### REQUIREMENT
Go to the line containing "Fix bug public key" and return it and each line after it exactly, through the end of the data below, and nothing more.

[PROVIDED RECORDS Boundary: Start]

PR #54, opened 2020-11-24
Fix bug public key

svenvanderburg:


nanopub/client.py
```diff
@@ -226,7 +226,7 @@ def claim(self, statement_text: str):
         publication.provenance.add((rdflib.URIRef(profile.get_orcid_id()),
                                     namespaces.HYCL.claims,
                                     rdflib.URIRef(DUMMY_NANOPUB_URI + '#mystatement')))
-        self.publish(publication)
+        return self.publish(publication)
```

[PROVIDED RECORDS Boundary: End]

### COMPLETED EXERCISE
Fix bug public key

svenvanderburg:


nanopub/client.py
```diff
@@ -226,7 +226,7 @@ def claim(self, statement_text: str):
         publication.provenance.add((rdflib.URIRef(profile.get_orcid_id()),
                                     namespaces.HYCL.claims,
                                     rdflib.URIRef(DUMMY_NANOPUB_URI + '#mystatement')))
-        self.publish(publication)
+        return self.publish(publication)
```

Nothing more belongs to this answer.